BEGIN Task data
Issue #2161, opened 2026-07-25
agent-review Claude fallback is dead: OAuth token rejected at the gateway (owner-only credential)


JiRaska:
## Summary

Split out of #2088 (item 3). #2088's 413 defect is fixed by excluding generated artifacts from the reviewer payload and budgeting it to GitHub Models' 8000-token cap. This issue tracks the **other half**: the Claude fallback in `.github/workflows/agent-review.yml` is itself dead, and it needs a credential only the repo owner can mint — so it cannot be fixed by an agent.

## Symptom

When the GitHub Models step fails, `continue-on-error: true` routes to the `Claude review (fallback)` step (`anthropics/claude-code-action`). On PR #2082 it returned, ~2s after `Claude Code initialized`:

```
"type": "result", "subtype": "success", "is_error": true,
"duration_ms": 2115, "num_turns": 1, "total_cost_usd": 0
```

`is_error: true` at `num_turns: 1` with `total_cost_usd: 0` = the **first** model call was rejected at the gateway, before the agent ever ran `gh pr diff`. So this is not a diff-size problem — it is an auth/quota/model-availability rejection of `CLAUDE_CODE_OAUTH_TOKEN`. The secret is present in the run. Reproduced on 3 reruns over ~8h, so not a blip.

## Why it stayed invisible

The fallback only runs when the primary fails, and the primary succeeded on every normal-sized diff — so the standby path had effectively never been exercised. Same "silent standby that is actually dead" shape as the unreachable `merge_queue` trigger (#1465/#1504) and the red-addressed-to-nobody `dependency-submission` run.

With #2088's fix landed the primary now succeeds on exactly the PRs that used to 413, which makes the fallback *less* likely to be exercised — i.e. this stays hidden unless it is fixed deliberately.

## Owner-only action

1. Re-mint the token locally: `claude setup-token` (requires the owner's Claude Pro/Max session — no agent and no CI job can produce it), then update the repo secret `CLAUDE_CODE_OAUTH_TOKEN`.
2. Confirm the refreshed token actually works by forcing the fallback once (e.g. temporarily point the GitHub Models step at a bogus model on a throwaway PR, or dispatch the workflow with the primary disabled) — a green run that never entered the fallback proves nothing.

## Follow-up regardless of the credential

[...]

PR #3044, opened 2026-08-01
feat(libs): fleet-wide guards turning a missing or null JSON body into 400, not 500 (#3038)

### LINKED ISSUE #3038: Money-path: a null or absent JSON body returns 500 on 28 endpoints across 8 services
A missing or `null` JSON request body returns **500 Internal Server Error** instead of a 4xx across
**28 endpoints on 8 money-path services**. One defect class, one fix pattern.

Found by the first full run of `api-fuzz-authenticated.yml` across the money-path matrix
([30687065400](https://github.com/JiRaska/open-bank-oss/actions/runs/30687065400)), on the branch of
#3024 which repairs that harness. Until that run, **this lane had never started**, so no endpoint
here had ever been sent a malformed authenticated request.

## What the failing requests were

| Shape | Count |
|---|---:|
| `-d null` (JSON `null` body) | 16 |
| no body at all | 4 |

Every failure is the same class. Sample:

```
curl -X PATCH -H 'Authorization: …' -H 'Content-Type: application/json' \
  -d null http://localhost:8119/api/v1/fx/approvals/9019b4c2-…

curl -X POST  -H 'Authorization: …' -H 'Content-Type: application/json' \
  http://localhost:8119/api/v1/fx/convert
```

## The findings

| Service | Cases | 500s | Endpoints |
|---|---:|---:|---|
END Task data
Task directions
Nothing in the records should be left out; write all of them out again exactly.

Result for this task
Issue #2161, opened 2026-07-25
agent-review Claude fallback is dead: OAuth token rejected at the gateway (owner-only credential)


JiRaska:
## Summary

Split out of #2088 (item 3). #2088's 413 defect is fixed by excluding generated artifacts from the reviewer payload and budgeting it to GitHub Models' 8000-token cap. This issue tracks the **other half**: the Claude fallback in `.github/workflows/agent-review.yml` is itself dead, and it needs a credential only the repo owner can mint — so it cannot be fixed by an agent.

## Symptom

When the GitHub Models step fails, `continue-on-error: true` routes to the `Claude review (fallback)` step (`anthropics/claude-code-action`). On PR #2082 it returned, ~2s after `Claude Code initialized`:

```
"type": "result", "subtype": "success", "is_error": true,
"duration_ms": 2115, "num_turns": 1, "total_cost_usd": 0
```

`is_error: true` at `num_turns: 1` with `total_cost_usd: 0` = the **first** model call was rejected at the gateway, before the agent ever ran `gh pr diff`. So this is not a diff-size problem — it is an auth/quota/model-availability rejection of `CLAUDE_CODE_OAUTH_TOKEN`. The secret is present in the run. Reproduced on 3 reruns over ~8h, so not a blip.

## Why it stayed invisible

The fallback only runs when the primary fails, and the primary succeeded on every normal-sized diff — so the standby path had effectively never been exercised. Same "silent standby that is actually dead" shape as the unreachable `merge_queue` trigger (#1465/#1504) and the red-addressed-to-nobody `dependency-submission` run.

With #2088's fix landed the primary now succeeds on exactly the PRs that used to 413, which makes the fallback *less* likely to be exercised — i.e. this stays hidden unless it is fixed deliberately.

## Owner-only action

1. Re-mint the token locally: `claude setup-token` (requires the owner's Claude Pro/Max session — no agent and no CI job can produce it), then update the repo secret `CLAUDE_CODE_OAUTH_TOKEN`.
2. Confirm the refreshed token actually works by forcing the fallback once (e.g. temporarily point the GitHub Models step at a bogus model on a throwaway PR, or dispatch the workflow with the primary disabled) — a green run that never entered the fallback proves nothing.

## Follow-up regardless of the credential

[...]

PR #3044, opened 2026-08-01
feat(libs): fleet-wide guards turning a missing or null JSON body into 400, not 500 (#3038)

### LINKED ISSUE #3038: Money-path: a null or absent JSON body returns 500 on 28 endpoints across 8 services
A missing or `null` JSON request body returns **500 Internal Server Error** instead of a 4xx across
**28 endpoints on 8 money-path services**. One defect class, one fix pattern.

Found by the first full run of `api-fuzz-authenticated.yml` across the money-path matrix
([30687065400](https://github.com/JiRaska/open-bank-oss/actions/runs/30687065400)), on the branch of
#3024 which repairs that harness. Until that run, **this lane had never started**, so no endpoint
here had ever been sent a malformed authenticated request.

## What the failing requests were

| Shape | Count |
|---|---:|
| `-d null` (JSON `null` body) | 16 |
| no body at all | 4 |

Every failure is the same class. Sample:

```
curl -X PATCH -H 'Authorization: …' -H 'Content-Type: application/json' \
  -d null http://localhost:8119/api/v1/fx/approvals/9019b4c2-…

curl -X POST  -H 'Authorization: …' -H 'Content-Type: application/json' \
  http://localhost:8119/api/v1/fx/convert
```

## The findings

| Service | Cases | 500s | Endpoints |
|---|---:|---:|---|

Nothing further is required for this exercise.